*Warning, having just typed up my review, and checked against the blurb, I probably have given away a little something in this review, so if you want to read this book, spoiler free, click away now, and just know it’s a GREAT plot*
Right guys we’re on to a winner here, this style of psychological thriller is my absolute FAVE: multiple POVs and a moving timeline – I was in my element instantly.
Libby has received a letter from the solicitors. At 25 years old, her biological parents’ house is now hers, after it had been sitting in a trust since she was a baby. She knows nothing about her biological family and now she’s desperate to know everything.
In the past, Henry is recounting the events that led to his parents’ death and the end of their time in 16 Cheyne Walk.
Back to the present and we’ve also got Lucy who’s living in France with her two children. A reminder on her phone lets her know that the baby is 25. She’s now desperate to get back to the UK, why?

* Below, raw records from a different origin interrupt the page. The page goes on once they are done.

PR #72, opened 2015-05-21
bugfix for transparent fill, many layers

tdhock:
#48 fixed the bug that converts color parameters such as `geom_line(color="grey50")` to the proper RGB values, but this also introduced a bug which converts "transparent" to white.

This PR fixes that bug. It also adds tests, including one that makes sure that `toRGB(NA)=="transparent"` as in ggplot2.

### DIFF
--- a/R/animint.R
+++ b/R/animint.R
@@ -568,12 +568,14 @@ saveLayer <- function(l, d, meta){
           chunk.vec <- g.data[[chunk.var]]
           counts <- table(chunk.vec)
           if(length(counts) == 1){
-            stop("only 1 chunk") # do we ever get here?
-          }
-          if(all(counts == 1)){
-            FALSE #each chunk has only 1 row -- chunks are too small.
-          }else{
+            ##stop("only 1 chunk") # do we ever get here?
             TRUE
+          }else{
+            if(all(counts == 1)){
+              FALSE #each chunk has only 1 row -- chunks are too small.
+            }else{
+              TRUE
+            }
           }
         }else{
           FALSE
--- a/R/animint.R
+++ b/R/animint.R
@@ -1112,7 +1112,7 @@ getLegend <- function(mb){
   if(length(dataframes)>0) {
     data <- merge_recurse(dataframes)
   } else return(NULL)
-  data <- lapply(nrow(data):1, function(i) as.list(data[i,]))
+  data <- lapply(1:nrow(data), function(i) as.list(data[i,]))
   if(guidetype=="none"){
     NULL
   } else{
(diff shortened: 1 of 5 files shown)


R/animint.R
```diff
@@ -568,12 +568,14 @@ saveLayer <- function(l, d, meta){
           chunk.vec <- g.data[[chunk.var]]
           counts <- table(chunk.vec)
           if(length(counts) == 1){
-            stop("only 1 chunk") # do we ever get here?
-          }
-          if(all(counts == 1)){
-            FALSE #each chunk has only 1 row -- chunks are too small.
-          }else{
+            ##stop("only 1 chunk") # do we ever get here?
             TRUE
```
tdhock: this `stop` is not necessary (I added it while debugging the initial implementation of the compiler code which divides each data set into chunks). It was never being run in the past because most the data sets of most showSelected layers have more than one value of the showSelected variable. However I am currently developing such a data viz, so we need to get rid of this `stop`.

R/animint.R
```diff
@@ -856,7 +858,9 @@ animint2dir <- function(plot.list, out.dir = tempfile(),
         update.vars <- L$mapping[is.ss | is.cs]
         has.var <- update.vars %in% names(L$data)
         if(!all(has.var)){
-          print(update.vars[!has.var])
+          print(L)
+          print(list(problem.aes=update.vars[!has.var],
+                     data.variables=names(L$data)))
           stop("data does not have interactive variables")
```
tdhock: this error message is now a bit more user-friendly: `print(L)` should help the user identify which layer caused the error in a complex multi-layer plot.

R/animint.R
```diff
@@ -568,12 +568,14 @@ saveLayer <- function(l, d, meta){
...
-            stop("only 1 chunk") # do we ever get here?
-          }
-          if(all(counts == 1)){
-            FALSE #each chunk has only 1 row -- chunks are too small.
-          }else{
+            ##stop("only 1 chunk") # do we ever get here?
             TRUE
+          }else{
+            if(all(counts == 1)){
+              FALSE #each chunk has only 1 row -- chunks are too small.
```
cpsievert: `else if () {}` could get rid of an extra set of parenthesis...

R/animint.R
cpsievert: I like to avoid `print()` statements since they are hard to suppress, but I think I'm OK with this (since it's essentially part of an error message).

R/animint.R
tdhock: ok, I made that change.

tdhock:
I also added a test to make sure the renderer respects both numeric and character linetypes, and legend ordering via `scale(limits)`

this code works for me, can I get a +1 before I merge with master?

cpsievert:
Assuming the tests pass, this has my :+1:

This novel unravels a fascinating story of lies, control and unbelievably ugly personalities. When Henry’s mother let Birdie and Justin live with them, she had no idea that she’d changed everything and of course, she never would… because she was so desperate for a new start. Henry’s father was unfortunately a very weak man both physically and emotionally, but even he knew that the house was filling with toxicity. The arrival of David and his family was the clincher, Henry’s family are now stuck; some completely happy to be led by David, others now realising that they’re in a cult* whether they like it or not.
(*this is my spoiler in case you were wondering… but as I go on to talk about how well Jewell captures all this, I didn’t want to edit it all out!)
Lucy is connected to the house but how? Her abusive relationship with her son’s father highlights the she’s vulnerable to men but what triggered her to be this way?
Libby, with the help of a very lovely journalist and her colleague, begins to discover more and more about her family’s dark past but how true is it? If only she could meet a living relative and ask them what really happened…
Jewell is a formidable author and I was taken in by how she explored the formulation of a cult, the effects it can have on people and the type of personalities it attracts. I felt she perfectly captured that feeling of being swept up by it all and also the realisation that it’s already gone too far.
The absorbing magic has been sprinkled all over this plot: the short chapters have you racing through it; the tantalising build up of each individual viewpoint has you grasping for the connections, and the overall concept of this story instantly draws you in.
The Family Upstairs is out now in hardback and eBook versions from Century.